0
Home  ›  A Mother  ›  Chapter

Bab 5 : Mencari Ibu

Sarif terus memikirkan Ayu dan ucapannya. Mungkin benar ia jadi penghalang kenapa Ayu tak kunjung menikah dari dulu. Sarif mulai menghitung sudah berapa tahun Ayu sendiri tanpa pasangan. Jika mengingat Ayahnya yang meninggal saat ia berusia 2 tahun kemungkinan Ayu sudah sendiri selama 13 tahun. Tanpa pasangan tanpa keromantisan dalam hidupnya.

Kegiatan Ayu juga hanya bekerja, berorganisasi, berpolitik, turun kelapangan. Menjenuhkan, begitu padat dan selalu dikejar waktu. Begitu banyak tanggung jawab yang tak bisa diceritakan pada siapapun. Semua ditelan sendiri.

Sarif jadi merasa bersalah pada Ayu. Mungkin sudah saatnya ia pergi dan membiarkan Ayu hidup sesuai dengan kehidupannya yang seharusnya. Ayu juga berhak bahagia, berhak hidup bebas tanpa beban, dan yang terpenting berhak memiliki keluarganya sendiri.

“Ibu… Ibuku yang gundik itu apa Ibu kenal?” tanya Sarif malam saat semua sibuk takbiran.

Ayu mengangguk dengan ragu. “Ibu tau doang, enggak kenal. Tapi pasti dia tau Ibu.

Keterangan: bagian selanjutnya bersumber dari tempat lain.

PR #5662, opened 2023-10-17
fix(core): use correct host portal viewport for dropdown position

splincode:
## PR Type

- [x] Bugfix
- [ ] Feature
- [ ] Refactoring
- [ ] Tests related changes

Closes https://github.com/taiga-family/tui-editor/issues/201

image

## What is the new behaviour?

image

### DIFF
--- a/projects/core/directives/dropdown/dropdown-position.directive.ts
+++ b/projects/core/directives/dropdown/dropdown-position.directive.ts
@@ -36,23 +36,30 @@ export class TuiDropdownPositionDirective extends TuiPositionAccessor {
         }
 
         const hostRect = this.accessor?.getClientRect() ?? EMPTY_CLIENT_RECT;
-        const viewport = this.viewport.getClientRect();
+        const viewportRect = this.viewport.getClientRect();
         const {minHeight, align, direction, offset} = this.options;
+        const viewport = {
+            top: viewportRect.top - offset,
+            bottom: viewportRect.bottom - offset,
+            right: viewportRect.right - offset,
+            left: viewportRect.left - offset,
+        } as const;
         const previous = this.previous || direction || 'bottom';
-        const right = Math.max(hostRect.right - width, offset);
         const available = {
             top: hostRect.top - 2 * offset - viewport.top,
             bottom: viewport.bottom - hostRect.bottom - 2 * offset,
         } as const;
+        const right = Math.max(hostRect.right - width, offset);
+        const left = hostRect.left + width < viewport.right ? hostRect.left : right;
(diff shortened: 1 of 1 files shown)


projects/core/directives/dropdown/dropdown-position.directive.ts
```diff
@@ -44,15 +44,17 @@ export class TuiDropdownPositionDirective extends TuiPositionAccessor {
             top: hostRect.top - 2 * offset - viewport.top,
             bottom: viewport.bottom - hostRect.bottom - 2 * offset,
         } as const;
+        const left =
+            hostRect.left + width < viewport.right - offset ? hostRect.left : right;
         const position = {
             top: hostRect.top - offset - height,
             bottom: hostRect.bottom + offset,
-            right,
+            right: viewport.left > right ? viewport.left : right,
```
waterplea, line 52: Should it be `viewport.left + offset`? Also `Math.max(viewport.left + offset, right)`

projects/core/directives/dropdown/dropdown-position.directive.ts
```diff
@@ -44,15 +44,17 @@ export class TuiDropdownPositionDirective extends TuiPositionAccessor {
...
             center:
                 hostRect.left + hostRect.width / 2 + width / 2 < viewport.right - offset
                     ? hostRect.left + hostRect.width / 2 - width / 2
                     : right,
-            left: hostRect.left + width < viewport.right - offset ? hostRect.left : right,
+            left: viewport.left > left ? viewport.left : left,
```
waterplea, line 57: Same here

projects/core/directives/dropdown/dropdown-position.directive.ts
```diff
@@ -44,15 +44,17 @@ export class TuiDropdownPositionDirective extends TuiPositionAccessor {
             top: hostRect.top - 2 * offset - viewport.top,
             bottom: viewport.bottom - hostRect.bottom - 2 * offset,
         } as const;
+        const left =
+            hostRect.left + width < viewport.right - offset ? hostRect.left : right;
```
waterplea, line 48: I wonder if we can somehow simplify all the offset subtractions by just subtracting it from the viewport rect initially 🤔

waterplea (commented):
Do we need something like that for hints too?

splincode:
`Do we need something like that for hints too?` maybe separate PR

splincode:
@vladimirpotekhin hello, please review me)

vladimirpotekhin (approved):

Kenapa?”

“A-apa kalo aku mau ketemu Ibuku yang asli boleh?” tanya Sarif yang membuat alis Ayu berkerut.

Ayu tau sejak ia Sarif bertanya soal gundik saat masih berusia 5 tahun dulu. Maka pertanyaan soal ibunya yang asli akan segera menyusul. Bersamaan juga dengan keinginan mencari ibunya yang pasti akan segera terlontar di kepalanya.

Ayu mengangguk lalu mencari berkasnya. “Dulu Ayah bilang kalo ibumu namanya Cantik. Ayah bilang dia meninggal waktu lahirin kamu, makannya kamu dibawa kesini…” Ayu menyerahkan berkasnya. “Nih, ini ada alamatnya. Dia di Pemalang, gak jauh lah. Masih sama-sama Jawa Tengah,” lanjut Ayu dengan santai sembari memberikan beberapa berkas yang mungkin bisa membantu Sarif mencari ibunya.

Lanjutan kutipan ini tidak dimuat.